Melbourne – La marcia di Alexander Zverev agli Australian Open 2025 prosegue, ma non senza fatica. Il tennista tedesco, numero 3 del ranking mondiale e finalista della passata edizione, ha dovuto ancora una volta ricorrere al quarto set per avere la meglio su un avversario ostico, il francese Alexandre Müller, numero 52 del mondo. Il punteggio finale di 6-3, 4-6, 6-3, 6-4 testimonia una battaglia più complessa di quanto la classifica potesse suggerire, confermando un inizio di torneo in salita per il 28enne di Amburgo.
Per la seconda partita consecutiva, Zverev ha lasciato per strada un set. Dopo averne concesso uno al canadese Gabriel Diallo (n.41) nel match d’esordio, anche contro Müller il tedesco ha mostrato qualche crepa nel suo gioco, alternando momenti di dominio a passaggi a vuoto che hanno permesso al francese di rientrare in partita e di aggiudicarsi meritatamente la seconda frazione.
La cronaca di una vittoria sofferta
Il match, disputato sulla John Cain Arena, ha visto un Zverev partire con il piede giusto, imponendo il suo ritmo da fondocampo e chiudendo il primo set con un solido 6-3. Sembrava l’inizio di una pratica da archiviare in fretta, ma Müller, giocatore solido e mai domo, non si è lasciato intimidire. Nel secondo set, il francese ha alzato il livello del suo tennis, ha approfittato di un calo di concentrazione del tedesco e, con un break decisivo, ha pareggiato i conti vincendo per 6-4.

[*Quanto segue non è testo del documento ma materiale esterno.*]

PR #886, opened 2021-03-04
Provide more examples of setting .id on Voice objects

jacobtylerwalls:
<s>Figured it would be a small win to at least print .id rather than the memory location, but was this considered and rejected before?</s> <s>The MusicXML parser sets random numbers for voice IDs--is there a desire to hide this from users?</s>

EDIT: I see this is done after all -- just a matter of sprucing up some examples to model that this works!

### DIFF
--- a/documentation/source/usersGuide/usersGuide_58_sitesContext.ipynb
+++ b/documentation/source/usersGuide/usersGuide_58_sitesContext.ipynb
@@ -217,8 +217,7 @@
     }
    ],
    "source": [
-    "v = stream.Voice()\n",
-    "v.id = 1\n",
+    "v = stream.Voice(id=1)\n",
     "v.append(es)\n",
     "es.sites.getSiteCount()"
    ]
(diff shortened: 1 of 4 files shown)


jacobtylerwalls:
Alright, now that I know what's going on here, my suggestion is for `makeVoices()` to just set the voice numbers, just like `makeNotation` and the MusicXML parser so that MIDI, Humdrum, etc., can get nice defaults. I could do that on this PR (should have opened an issue, sorry...)

`makeNotation` sets the voice .id with an int, and the musicXML parser sets a string. Good time to define this behavior? New attribute `.number` or `.voiceNumber`?

https://github.com/cuthbertLab/music21/blob/ef4bdd6ae787ffb189486a126e6f1a2ee0b556c7/music21/musicxml/xmlToM21.py#L5616

mscuthbert:
This is a great idea -- let me think about whether we should explicitly define `voice.number` separately from ID -- the Q is whether it's universal across the score, within a PartStaff or across parts.  having it across PartStaffs would help our friend trying to track the tenor line -- IF it was set that way in musicxml.  But what happens if it ends and then begins again?

PR #887, opened 2021-03-05
Flatten unnecessary voices in makeTies

jacobtylerwalls:
Noticed `makeTies` had a comment about leaving unnecessary voices behind, and figured that was easy to clean up with a call to `flattenUnnecessaryVoices()`.

Then promoted the doctest where that was demo'd (along with some version changed annotations) above the OMIT_FROM_DOCS line.

### DIFF
--- a/music21/musicxml/m21ToXml.py
+++ b/music21/musicxml/m21ToXml.py
@@ -6269,8 +6269,6 @@ class Test(unittest.TestCase):
         n = note.Note()
         v1 = stream.Voice([n])
         m = stream.Measure([v1])
-        xmlOut = self.getXml(m)
-        self.assertIn('<voice>1</voice>', xmlOut)
         n2 = note.Note()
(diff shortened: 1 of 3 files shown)


music21/musicxml/m21ToXml.py
```diff
@@ -6269,8 +6269,6 @@ def testLowVoiceNumbers(self):
         n = note.Note()
         v1 = stream.Voice([n])
         m = stream.Measure([v1])
-        xmlOut = self.getXml(m)
-        self.assertIn('<voice>1</voice>', xmlOut)
```
mscuthbert, line 6273: Maybe better to change to `self.assertNotIn()` since we want to test that unnecessary voices get flattened.

mscuthbert (changes requested):
Super great -- can we restore one test but change it to assertNotIn instead?

mscuthbert:
Thanks!

PR #892, opened 2021-03-06
Faster implementation of hyphenToCamelCase

jacobtylerwalls:
cProfile shows me this will speed up musicxml parsing by about 8%, since compiling a regex every time a note is parsed is expensive.

master
```
>>> from timeit import timeit
>>> timeit('music21.common.hyphenToCamelCase("relative-x")', setup='import music21')
4.062028805999999
```

PR
```
>>> from timeit import timeit
>>> timeit('music21.common.hyphenToCamelCase("relative-x")', setup='import music21')
1.016820898000006
```

The only difference in behavior is this, but I see this as acceptable (we don't have XML attributes named with numbers), and I documented it:

master
```
>>> music21.common.hyphenToCamelCase('music-21')
'music-21'
```

PR
```
>>> music21.common.hyphenToCamelCase('music-21')
'music21'
```

I could add a check for this to get the old behavior, but I don't think we need the old behavior.

### DIFF
--- a/music21/common/stringTools.py
+++ b/music21/common/stringTools.py
@@ -87,33 +87,34 @@ def getNumFromStr(usrStr: str, numbers: str = '0123456789') -> Tuple[str, str]:
 
 def hyphenToCamelCase(usrStr: str, replacement: str = '-') -> str:
     '''
-    given a hyphen-connected-string, change it to
+    Given a hyphen-connected-string, change it to
     a camelCaseConnectedString.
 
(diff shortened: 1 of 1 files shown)


mscuthbert:
Thanks!  :-)  Speedups are good!

(we probably could have gotten a very good speedup just by compiling the standard case of replacement = '-' and using that if hyphen was called.  But this is just as good, and music-21 should go to music21 anyhow!)

PR #893, opened 2021-03-06
Remove redundant calls to setColor() and setPosition()

jacobtylerwalls:
Import and export versions of `setPrintStyle()` call `setColor()`, so additional calls to `setColor()` are redundant.
https://github.com/cuthbertLab/music21/blob/1d917269a9cc64db4783cb67ee972a55b4a7fb40/music21/musicxml/xmlToM21.py#L460-L469
https://github.com/cuthbertLab/music21/blob/ef4bdd6ae787ffb189486a126e6f1a2ee0b556c7/music21/musicxml/m21ToXml.py#L824-L833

La reazione del campione non si è fatta attendere. Nel terzo e quarto set, Zverev ha ritrovato solidità al servizio e profondità nei colpi, riuscendo a strappare il servizio all’avversario nei momenti cruciali. Nonostante una prestazione a intermittenza, la maggiore potenza e l’esperienza nei grandi appuntamenti hanno permesso al numero 3 del mondo di chiudere la contesa con un doppio 6-3, 6-4, assicurandosi un posto al terzo turno dopo una sfida comunque dispendiosa.
Durante il quarto set, Zverev ha anche richiesto un medical timeout che ha fatto preoccupare i suoi tifosi. In un’intervista post-partita, ha spiegato di aver avvertito un dolore vicino al tendine d’Achille e di essersi spaventato, data la frequenza di infortuni simili nel circuito. Fortunatamente, dopo l’intervento del fisioterapista e un antidolorifico, è stato in grado di continuare a muoversi senza problemi.
Prossima fermata: Cameron Norrie
Con questa vittoria, Zverev si unisce al numero 1 del mondo Carlos Alcaraz, già qualificato in precedenza. Il suo prossimo ostacolo sarà il britannico Cameron Norrie, attuale numero 27 del ranking ATP. Norrie, giocatore mancino e molto combattivo, rappresenta un test ancora più probante per saggiare le reali condizioni del tedesco. Sarà un incontro inedito a livello di Grande Slam, ma i precedenti nel circuito maggiore suggeriscono una sfida equilibrata, in cui Zverev dovrà necessariamente alzare il suo livello di gioco ed evitare i cali di tensione mostrati nei primi due turni se vorrà proseguire la sua corsa a Melbourne Park.
Il quadro dei favoriti
Mentre Zverev fatica, l’attenzione del mondo del tennis è rivolta anche agli altri big del torneo. Il numero 2 del mondo e campione in carica Jannik Sinner e il numero 4 Novak Djokovic sono attesi in campo giovedì per i loro rispettivi impegni. La lotta per il primo Slam della stagione è più aperta che mai, con il duo “Sincaraz” che, secondo gli esperti, parte con i favori del pronostico, ma con Zverev e Djokovic pronti a inserirsi come principali outsider per la vittoria finale. Il percorso del tedesco, finalista qui nel 2025, sarà fondamentale per capire se potrà ripetere l’impresa e, magari, fare quel passo in più verso il suo primo, agognato titolo Major.